PR #5, opened 2019-07-25
Init Percona helm repo

cap1984:


paulczar:
I would recommend against this!

keeping the chart .tgz files in the repo is a smell.

The `chart-releaser` tool will create github releases for the charts themselves and update the `index.yaml` to reflect.  

The circleci tasks here - https://github.com/Percona-Lab/percona-helm-charts/blob/master/.circleci/config.yml will actually do all of this for you with testing etc enabled.  If you want to use something other than circle the scripts etc it calls should still work.

For running the steps manually, the second half of this blog post describes what should be done:

https://tech.paulcz.net/blog/creating-a-helm-chart-monorepo-part-1/

cap1984:
> I would recommend against this!
> 
> keeping the chart .tgz files in the repo is a smell.
> 
> The `chart-releaser` tool will create github releases for the charts themselves and update the `index.yaml` to reflect.
> 
> The circleci tasks here - https://github.com/Percona-Lab/percona-helm-charts/blob/master/.circleci/config.yml will actually do all of this for you with testing etc enabled. If you want to use something other than circle the scripts etc it calls should still work.
> 
> For running the steps manually, the second half of this blog post describes what should be done:
> 
> https://tech.paulcz.net/blog/creating-a-helm-chart-monorepo-part-1/

I've followed your CI steps, and the release is available now. 
I'm updating index.yaml in order to push those changes into the GitHub pages

paulczar:
looks great!

PR #6, opened 2019-08-01
update readme with correct url for percona-db chart.

paulczar:
Signed-off-by: Paul Czarkowski <username.taken@gmail.com>


paulczar:
Also there's automation in the CIRCLE scripts to keep the README and other docs in `gh-pages` branch up to date.   That's not running so they're not quite right.

see https://github.com/Percona-Lab/percona-helm-charts/blob/master/.circleci/release.sh#L90-L104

▶ [Exercise requirements] Repeat the material above exactly.

▶ [Answer to this problem]
PR #5, opened 2019-07-25
Init Percona helm repo

cap1984:


paulczar:
I would recommend against this!

keeping the chart .tgz files in the repo is a smell.

The `chart-releaser` tool will create github releases for the charts themselves and update the `index.yaml` to reflect.  

The circleci tasks here - https://github.com/Percona-Lab/percona-helm-charts/blob/master/.circleci/config.yml will actually do all of this for you with testing etc enabled.  If you want to use something other than circle the scripts etc it calls should still work.

For running the steps manually, the second half of this blog post describes what should be done:

https://tech.paulcz.net/blog/creating-a-helm-chart-monorepo-part-1/

cap1984:
> I would recommend against this!
> 
> keeping the chart .tgz files in the repo is a smell.
> 
> The `chart-releaser` tool will create github releases for the charts themselves and update the `index.yaml` to reflect.
> 
> The circleci tasks here - https://github.com/Percona-Lab/percona-helm-charts/blob/master/.circleci/config.yml will actually do all of this for you with testing etc enabled. If you want to use something other than circle the scripts etc it calls should still work.
> 
> For running the steps manually, the second half of this blog post describes what should be done:
> 
> https://tech.paulcz.net/blog/creating-a-helm-chart-monorepo-part-1/

I've followed your CI steps, and the release is available now. 
I'm updating index.yaml in order to push those changes into the GitHub pages

paulczar:
looks great!

PR #6, opened 2019-08-01
update readme with correct url for percona-db chart.

paulczar:
Signed-off-by: Paul Czarkowski <username.taken@gmail.com>


paulczar:
Also there's automation in the CIRCLE scripts to keep the README and other docs in `gh-pages` branch up to date.   That's not running so they're not quite right.

see https://github.com/Percona-Lab/percona-helm-charts/blob/master/.circleci/release.sh#L90-L104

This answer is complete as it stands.